What you should do: Report only how many lines below include "argc".

Provided records:
"""
PR #7032, opened 2025-10-12
Serialize and Restore Schema command - [MOD-11803]

GuyAv46:
### Serialization & Deserialization
Implement `IndexSpec_Serialize` and `IndexSpec_Deserialize` functions to generate a `RedisModuleString` from a schema and a schema (`IndexSpec`) from a serialization string.
The implementations rely on the type `rdb_load` and `rdb_save` implementations, so we now re-expose these methods to redis. This is okay, as we don't actually save the schemas as part of the key-space, so they won't be called by Redis if we don't call the manual implementations.

Testing is focused on the new logic, as the RDB serialization/deserialization is already well tested

### _FT._RESTOREIFNX Command
A new command for manual `RESTORE` logic for non-key module-type objects of the module. Currently, there is a single "SCHEMA" sub-command to restore indexes.
An additional `FT.DEBUG DUMP_SCHEMA` command was added to generate a schema dump for the restore command.

Testing is again focused on the behavior of the restore command. The new debug command and the ACL registration are also tested

1. Schema's type (`ft_index0`) RDB load and save implementations
2. Implement manual dump and restore functions for `IndexSpec`
3. Implement a new internal restore command
4. Implement a debug dump command

#### Mark if applicable

---

> [!NOTE]
> Introduce IndexSpec serialization/deserialization, an internal schema restore command, and a debug command to dump schemas, with supporting RDB refactors and tests.
> 
> - **Core / RDB**:
>   - Add `IndexSpec_Serialize` and `IndexSpec_Deserialize` to convert schemas to/from RDB-encoded `RedisModuleString`.
>   - Expose type rdb methods via `IndexSpec_RdbLoad_Logic` and wrapper for `IndexSpec_RdbSave`; split store logic into `IndexSpec_StoreAfterRdbLoad`.
>   - Refactor `IndexSpec_StartGC` to remove `RedisModuleCtx*`; switch GC logs to `RSDummyContext`.
> - **Commands**:
>   - New internal command `'_FT._RESTOREIFNX SCHEMA <encver> <blob>'` (macro `RS_RESTORE_IF_NX`) to restore schema; register subcommand.
>   - New debug command `FT.DEBUG DUMP_SCHEMA <index>` returning serialized schema and encoding version; register in debug help.
> - **Module wiring**:
>   - Register restore command and subcommand; adjust command flags/ACL categories.
> - **Mocks / Tests**:
>   - Redismock: add `SaveDataTypeToString`/`LoadDataTypeFromStringEncver` helpers.
>   - C++ tests for RDB roundtrip and string serialize/deserialize.
>   - Python tests for debug help, `DUMP_SCHEMA`, and end-to-end restore (`_FT._RESTOREIFNX SCHEMA`).
> 
> <sup>Written by [Cursor Bugbot](https://cursor.com/dashboard?tab=bugbot) for commit 17b4fe3dd07d162de79d16c2b3b9c90f307804a5. This will update automatically on new commits. Configure [here](https://cursor.com/dashboard?tab=bugbot).</sup>

### DIFF
--- a/src/module.c
+++ b/src/module.c
@@ -1108,7 +1108,7 @@ int RestoreSchema(RedisModuleCtx *ctx, RedisModuleString **argv, int argc) {
 int RegisterRestoreIfNxCommands(RedisModuleCommand *restoreCmd) {
   int rc;
 
-  const char *schema_flags = IsEnterprise() ? "write "CMD_PROXY_FILTERED : "write internal";
+  const char *schema_flags = IsEnterprise() ? "write "CMD_PROXY_FILTERED : "write "CMD_INTERNAL;
   rc = RedisModule_CreateSubcommand(restoreCmd, "SCHEMA", RestoreSchema, schema_flags, 0, 0, 0);
   if (rc != REDISMODULE_OK) return rc;
 
@@ -1411,7 +1411,7 @@ int RediSearch_InitModuleInternal(RedisModuleCtx *ctx) {
          "write deny-oom", INDEX_ONLY_CMD_ARGS, "", !IsEnterprise()))
 
   RM_TRY(RMCreateSearchCommand(ctx, RS_RESTORE_IF_NX, NULL,
-         IsEnterprise() ? "write " CMD_PROXY_FILTERED : "write", 0, 0, 0, "", true))
+         "write", INDEX_ONLY_CMD_ARGS, "", true))
   RM_TRY_F(RegisterRestoreIfNxCommands, RedisModule_GetCommand(ctx, RS_RESTORE_IF_NX))
 
   // Special cases: Register drop commands which write to arbitrary keys
--- a/tests/pytests/test_index.py
+++ b/tests/pytests/test_index.py
@@ -147,7 +147,7 @@ def test_lazy_index_creation_info_modules(env):
 def test_restore_schema(env: Env):
 
     # Test that the command is not exposed to normal users
-    env.expect('_FT._RESTOREIFNX', 'SCHEMA').error().contains('unknown command')
+    env.expect('_FT._RESTOREIFNX', 'SCHEMA').error().contains('unknown subcommand')
     # Mark the client as internal for the rest of the test
     env.cmd('DEBUG', 'MARK-INTERNAL-CLIENT')
 
--- a/tests/cpptests/test_cpp_rdb.cpp
+++ b/tests/cpptests/test_cpp_rdb.cpp
@@ -253,4 +253,8 @@ TEST_F(RdbMockTest, testIndexSpecStringSerialize) {
     ASSERT_STREQ(HiddenString_GetUnsafe(spec->fields[0].fieldName, NULL), "title");
     ASSERT_STREQ(HiddenString_GetUnsafe(spec->fields[1].fieldName, NULL), "body");
     ASSERT_STREQ(HiddenString_GetUnsafe(spec->fields[2].fieldName, NULL), "price");
+
+    // Clean up
+    IndexSpec_RemoveFromGlobals(loaded_spec_ref, false);
+    RedisModule_FreeString(NULL, serialized);
 }
--- a/tests/pytests/test_acl.py
+++ b/tests/pytests/test_acl.py
@@ -26,7 +26,7 @@ def test_acl_search_commands(env):
         'FT._ALIASDELIFX', 'FT._CREATEIFNX', 'FT._ALIASADDIFNX', 'FT._ALTERIFNX',
         'FT._DROPINDEXIFX', 'FT.DROPINDEX', 'FT.TAGVALS', 'FT._DROPIFX',
         'FT.DROP', 'FT.GET', 'FT.SYNADD', 'FT.ADD', 'FT.MGET', 'FT.DEL',
-        '_FT.CONFIG', '_FT.DEBUG', 'FT.SAFEADD', '_FT._RESTOREIFNX',
+        '_FT.CONFIG', '_FT.DEBUG', 'FT.SAFEADD'
     ]
     if not env.isCluster():
         commands.append('FT.CONFIG')
--- a/tests/pytests/test_debug_commands.py
+++ b/tests/pytests/test_debug_commands.py
@@ -191,9 +191,9 @@ class TestDebugCommands(object):
         self.env.expect(debug_cmd(), 'dump_terms', 'idx1').error()
 
     def testDumpSchema(self):
-        self.env.expect(debug_cmd(), 'dump_schema').error()
-        self.env.expect(debug_cmd(), 'dump_schema', 'idx1').error()
-        self.env.expect(debug_cmd(), 'dump_schema', 'idx').noError()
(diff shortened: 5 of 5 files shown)


src/module.c
```diff
@@ -1083,6 +1083,41 @@ int IndexList(RedisModuleCtx *ctx, RedisModuleString **argv, int argc) {
...
+
+int RegisterRestoreIfNxCommands(RedisModuleCommand *restoreCmd) {
+
+  RedisModule_Log(RSDummyContext, "warning", "Registering internal command %s: %p", RS_RESTORE_IF_NX, restoreCmd);
+  int rc;
+
+  const char *schema_flags = IsEnterprise() ? "write "CMD_PROXY_FILTERED : "write internal";
+  rc = RedisModule_CreateSubcommand(restoreCmd, "SCHEMA", RestoreSchema, schema_flags, 0, 0, 0);
+  RedisModule_Log(RSDummyContext, "warning", "Registering internal command %s SCHEMA: %s", RS_RESTORE_IF_NX, rc == REDISMODULE_OK ? "OK" : rc == REDISMODULE_ERR ? "ERR" : "UNKNOWN");
+  if (rc != REDISMODULE_OK) return rc;
```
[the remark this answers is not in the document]
GuyAv46: Oops. Leftovers

src/module.c
```diff
@@ -1083,6 +1083,38 @@ int IndexList(RedisModuleCtx *ctx, RedisModuleString **argv, int argc) {
...
+    return RedisModule_ReplyWithError(ctx, "ERRBADVAL Failed to deserialize schema");
+  }
+
+  return RedisModule_ReplyWithSimpleString(ctx, "OK");
+}
+
+int RegisterRestoreIfNxCommands(RedisModuleCommand *restoreCmd) {
+  int rc;
+
+  const char *schema_flags = IsEnterprise() ? "write "CMD_PROXY_FILTERED : "write internal";
```
alonre24: Should we add the `allow-loading` flag here as well? 
@raz-mon, can you please also review the new command's registration logic?

src/spec.c
```diff
@@ -3341,11 +3384,15 @@ static void LoadingProgressCallback(RedisModuleCtx *ctx, RedisModuleEvent eid, u
   workersThreadPool_Drain(ctx, 100);
 }
 
+static void IndexSpec_RdbSave_Wrapper(RedisModuleIO *rdb, void *value) {
```
alonre24, line 3388: Why do we need this wrapper?

src/spec.c
```diff
@@ -3341,11 +3384,15 @@ static void LoadingProgressCallback(RedisModuleCtx *ctx, RedisModuleEvent eid, u
...
+  IndexSpec_RdbSave(rdb, value);
+}
+
 int IndexSpec_RegisterType(RedisModuleCtx *ctx) {
   RedisModuleTypeMethods tm = {
       .version = REDISMODULE_TYPE_METHOD_VERSION,
-      .rdb_load = IndexSpec_LegacyRdbLoad,
-      .rdb_save = IndexSpec_LegacyRdbSave,
+      .rdb_load = IndexSpec_RdbLoad_Logic,    // We don't store the index spec in the key space,
+      .rdb_save = IndexSpec_RdbSave_Wrapper,  // but these are useful for serialization/deserialization (and legacy loading)
```
alonre24, line 3396: Can you remind me of the motivation for this change?
Is the reason for not using simply using `Indexes_RdbLoad` upon handling the new ASM event of adding a new node (next PR) supporting legacy loading?

tests/pytests/test_index.py
```diff
@@ -142,3 +142,91 @@ def test_lazy_index_creation_info_modules(env):
...
+            'algorithm', 'FLAT',
+            'data_type', 'FLOAT32',
+            'dim', 2,
+            'distance_metric', 'L2',
+        ]
+    ]
+    env.assertEqual(index_info(env)['attributes'], expected)
+
+    # Test that synonyms were also restored correctly
+    env.expect('FT.SYNDUMP', 'idx').equal(['cat', ['meow'], 'dog', ['bark']])
```
alonre24, line 232: Nice
Consider adding also `rdb_compatbility` test for sanity

src/spec.c
GuyAv46: Just to silence a warning about implicit casting (the API expects a `RedisModuleIO` and a `void` pointers).
This is safer than casting, as if the inner function signature were to change, the cast will still work, while in this way, it won't compile

src/spec.c
GuyAv46: We can't serialize all the schemas together with `aux_save`, first and foremost, because there is no API to do so. It's also simpler to handle the schemas one by one, as some may exist already, while others may not.

This change gives back the existing load and save functionalities of single schema serialization and deserialization, allowing us to use `RedisModule_LoadDataTypeFromStringEncver` and `RedisModule_SaveDataTypeToString`, and maybe other APIs in the future.
We still don't actually create any key of the schema type, so these should not be called automatically by redis while saving to RDB (only by the `aux_save` callback)

tests/pytests/test_index.py
GuyAv46: There is already `redisearch_1.6.13_with_synonyms.rdb` case

src/module.c
GuyAv46: Ozan says it's not needed for the ASM feature. But I don't see any harm in adding it to this command (I will avoid adding it to `FT.DICTADD`, for example)

src/spec.c
```diff
@@ -3273,6 +3277,45 @@ void Indexes_RdbSave2(RedisModuleIO *rdb, int when) {
...
+  }
+}
+
+/**
+ * Convert an IndexSpec to its RDB serialized form, by calling the `IndexSpecType` rdb_save function.
+ * Note that the returned RedisModuleString* must be freed by the caller
+ * using RedisModule_FreeString
+*/
+RedisModuleString * IndexSpec_Serialize(IndexSpec *sp) {
+  return RedisModule_SaveDataTypeToString(NULL, sp, IndexSpecType);
```
raz-mon, line 3304: Is the dummy context better to give here?

raz-mon (commented):
LGTM overall
One question

raz-mon (approved):
LGTM
Regarding the ASM design (upcoming PRs to use this), I think it is not a great design (for our module at least), since replication of the index should occur upon shard addition rather than upon slot migration. It's quite wasteful to send all the aux data for every slot migration.
Nonetheless this functionality is good for us and nicely done! 💪

src/spec.c
```diff
@@ -3273,6 +3277,45 @@ void Indexes_RdbSave2(RedisModuleIO *rdb, int when) {
   }
 }
 
+void *IndexSpec_RdbLoad_Logic(RedisModuleIO *rdb, int encver) {
```
JoanFM, line 3280: what does this Logic stand for?

GuyAv46: I tried to separate between a legacy load that may occur while loading a key from a legacy RDB, and the new load logic that we only expect to get to if we manually triggered the load, and not from actual keys Redis handles.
"""
Answer: 3